David Ramsden: Getting the balance right - ensuring the Bank's balance sheet can support financial stability
Speech by Sir David Ramsden, Deputy Governor for Markets and Banking of the Bank of England, at the Official Monetary and Financial Institutions Forum, London, 9 December 2024.
The views expressed in this speech are those of the speaker and not the view of the BIS.
Good afternoon, thank you to OMFIF for the invitation to speak to you today, it's a pleasure to be here.
The end of the year is always a natural time for reflection. This time last year I gave a speech on banking resolution, looking back over a year influenced by the failures of Silicon Valley Bank and Credit Suisse.
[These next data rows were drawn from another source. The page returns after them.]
PR #2867, opened 2022-03-08
chore(docs): added mobile jumplinks and example styling

### LINKED ISSUE #2843: Improvements to Component pages
The following are proposed updates to Component pages to make them more usable and readable. 

1) Make it possible to access the TOC after it hides from the right hand sidebar. This is a follow up to: https://github.com/patternfly/patternfly-design/issues/1096 Proposed design here: https://marvelapp.com/prototype/7bcja40

2) Update styling to better differentiate headings from example content. Proposed designs: https://marvelapp.com/prototype/h964d3h

evwilkin:
Closes #2843 

This PR:
- Unhides the jumplinks which are currently hidden at <=1450px and utilizes the component's mobile layout plus custom styles from designs in #2843 
- Removes background from example headers/controls
- Remove borders from CodeEditorControls below each example, except for the blue bottom border on hover/focus/active
- Remove border below `.pf-c-code-editor__header` above example code except when example code is expanded
- Simplifies copy function for example code to fix console error currently being thrown

### DIFF
--- a/packages/theme-patternfly-org/components/example/example.css
+++ b/packages/theme-patternfly-org/components/example/example.css
@@ -9,6 +9,12 @@
   border-bottom: var(--pf-global--BorderWidth--sm) solid #f8f8f8;
 }
 
+.ws-example > .ws-example-header,
+.pf-c-code-editor__header,
+#ws-react-c-card-modifiers > div:first-child {
+  background-color: var(--pf-global--BackgroundColor--200);
+}
+
 .ws-example-header > .ws-example-heading:not(:last-child) {
   margin-bottom: var(--pf-global--spacer--md);
 }
--- a/packages/theme-patternfly-org/components/example/example.css
+++ b/packages/theme-patternfly-org/components/example/example.css
@@ -9,6 +9,11 @@
   border-bottom: var(--pf-global--BorderWidth--sm) solid #f8f8f8;
 }
 
+.ws-example > .ws-example-header,
+.ws-example > .pf-c-code-editor > .pf-c-code-editor__header {
+  background-color: var(--pf-global--BackgroundColor--200);
+}
+
 .ws-example-header > .ws-example-heading:not(:last-child) {
   margin-bottom: var(--pf-global--spacer--md);
 }
--- a/packages/theme-patternfly-org/components/example/example.css
+++ b/packages/theme-patternfly-org/components/example/example.css
@@ -12,21 +12,24 @@
   margin-bottom: var(--pf-global--spacer--md);
 }
 
-.ws-code-editor > .pf-c-code-editor__header::before {
-  content: none;
+.ws-code-editor:not(.ws-example-code-expanded) > .pf-c-code-editor__header::before {
+  --pf-c-code-editor__header--before--BorderBottomWidth: 0;
 }
 
-.ws-code-editor-control::after {
-  display: none;
+.ws-code-editor-control {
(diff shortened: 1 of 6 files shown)


evwilkin:
@mcarrano @maryshak1996 a couple notes/questions on this PR:
1. The jumplinks component has a mobile layout ([demo](https://www.patternfly.org/v4/components/jump-links/react-demos/scrollspy-with-subsections/)) that seems to match the design, including being expandable without the need to remove an extra blue left border, so I've simply used the mobile layout of jumplinks with custom styling added rather than wrap it in the expandable disclosure.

And a year before that I reflected on the significant shocks that had struck the UK economy in 2022.
So, at the end of 2024, I'd like to take stock again, surveying the landscape of the UK's financial system. And I will do so from my perspective as the Bank's Deputy Governor with executive responsibilities for our balance sheet operations and as a member of the Bank's Financial Policy Committee (FPC) and Prudential Regulation Committee (PRC). Approaching financial stability risks from that vantage point allows me to think through how we can get the balance right in terms of monitoring and acting on risks first at the firm level, then at the system-wide level, and then in both those pursuits considering how the Bank's balance sheet can be best put to use in maintaining financial stability.
We should pause on that final point for a moment though. What do we mean by 'maintaining financial stability'?
As my colleague, Sarah Breeden, set out in September financial stability is a concept that can be hard to pin down. In its simplest form we can describe it as the absence of instability, but more fully it means the financial system provides vital services to households and businesses reliably in all states of the world, even when shocks hit, which, in turn, lay the foundations for sustainable growth.